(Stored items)

PR #18, opened 2026-09-09
Readme restructure

napetrov:
## What this changes

Updating readme and making it more generalized


xaleryb (commented):
## Review

No blockers. Three notes.

**The Quickstart now makes a third-party CLI the default install command. Two lines worth
adding next to it:**

- Telemetry — `src/telemetry.ts:1-2` posts to `add-skill.vercel.sh/t` and queries `/audit`;
  `track()` fires on install (`add.ts:1833`), on unless `DISABLE_TELEMETRY`/`DO_NOT_TRACK`,
  and because this repo is public the owner/repo/skill identifiers are included. Worth saying
  where the command is given.
- A version floor. `vercel-labs/skills#1138`: a project-local install into a repo with no
  pre-existing `.claude/` wrote the skill to `.agents/skills/` and silently skipped the
  `.claude/skills/<name>` symlinks — Claude Code never loaded it, with no warning and a
  summary that read as success. Fixed by `#1598`, first shipped in v1.5.16. That is exactly
  this Quickstart's default case (project-scoped, `--agent claude-code`, fresh repo), and
  plain `npx skills` reuses whatever CLI is already cached. Either
  `npx skills@latest add intel/skills` or an explicit "v1.5.16 or newer" covers it.

**The one-task rule is now in both documents** — `## Trust and validation` in the README and
CONTRIBUTING (`:15`, `:221`, `:316`). Fine if that is deliberate; flagging it because the two
copies will drift.

FYI on the substance: the catalog doesn't fully meet that rule yet. Seven of the ten skills
written here have no task — 15 task directories, and every `task.toml` names
`dpnp-quickstart`, `mkl-extension-advisor` or `onetbb-quickstart` in `[metadata] skill`.
Nothing to change in this PR; suggest backfilling the missing tasks in a follow-up so the
statement holds.

**Breaks on merge:** moving the merge bar out of the README makes `MAINTAINERS.md:4`, `:58`
and `:22` wrong. Happy to send these three as a follow-up if you want to keep this PR to four
files.

README.md
```diff
@@ -1,284 +1,195 @@
...
+## Quickstart
 
-You need a GitHub account, working knowledge of the thing your skill covers, and an editor.
-No Intel hardware, no benchmark data and no credentials — nothing that a fork cannot get to.
-Field-by-field reference: [CONTRIBUTING.md](CONTRIBUTING.md).
+Install with the standard skills CLI, which reads this repository directly:
 
-There are two ways in, and they ask for different things.
+```bash
+npx skills add intel/skills
```
xaleryb, line 23: Version floor, as a one-word change. Plain `npx skills` reuses whatever CLI version is already cached, and the silently-skipped `.claude/skills/<name>` symlinks (`vercel-labs/skills#1138`) are only fixed from v1.5.16 onwards.

```suggestion
npx skills@latest add intel/skills
```

If you want it strict, the same applies to the three variants below - your call. In practice this first invocation refreshes the cache for them.

README.md
```diff
@@ -1,284 +1,195 @@
...
-mkdir -p skills/your-skill-name          # kebab-case, ≤ 64 characters
-cp templates/SKILL.md skills/your-skill-name/SKILL.md
+# for every project on the machine rather than this one
+npx skills add intel/skills --skill linux-perf --agent claude-code --global
 ```
 
-The directory name is the skill's identity — it must equal `name:` in the frontmatter.
+Installs are project-scoped by default — `./.claude/skills/<name>` for Claude Code, and the
+equivalent directory for each other agent you name. `--global` writes the per-user location
+instead. Check your agent's own documentation for the directory it reads.
```
xaleryb, line 41: Telemetry note from my earlier comment, as a concrete wording. Checked against the CLI: `isEnabled()` in `src/telemetry.ts` is `!DISABLE_TELEMETRY && !DO_NOT_TRACK`, so any non-empty value turns it off.

```suggestion
instead. Check your agent's own documentation for the directory it reads.

The CLI is a third-party tool (`vercel-labs/skills`, MIT) and reports installs to
`add-skill.vercel.sh` by default; `DISABLE_TELEMETRY=1` or `DO_NOT_TRACK=1` turns that off.
The offline path below sends nothing.
```

xaleryb (commented):
The two Quickstart items from my earlier comment, as suggestions you can commit directly. Still no blockers.

xaleryb (approved):

README.md
napetrov: We can keep simple commands here and update details in docs

README.md
napetrov: Worth just focus or notes, not main readme.md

* _WHAT NEEDS TO BE DONE_
Return exactly, and only, the lines above starting at the line that contains "and because this" and ending at the line that contains "already cached. Either".

* _TASK ANSWER_
  and because this repo is public the owner/repo/skill identifiers are included. Worth saying
  where the command is given.
- A version floor. `vercel-labs/skills#1138`: a project-local install into a repo with no
  pre-existing `.claude/` wrote the skill to `.agents/skills/` and silently skipped the
  `.claude/skills/<name>` symlinks — Claude Code never loaded it, with no warning and a
  summary that read as success. Fixed by `#1598`, first shipped in v1.5.16. That is exactly
  this Quickstart's default case (project-scoped, `--agent claude-code`, fresh repo), and
  plain `npx skills` reuses whatever CLI is already cached. Either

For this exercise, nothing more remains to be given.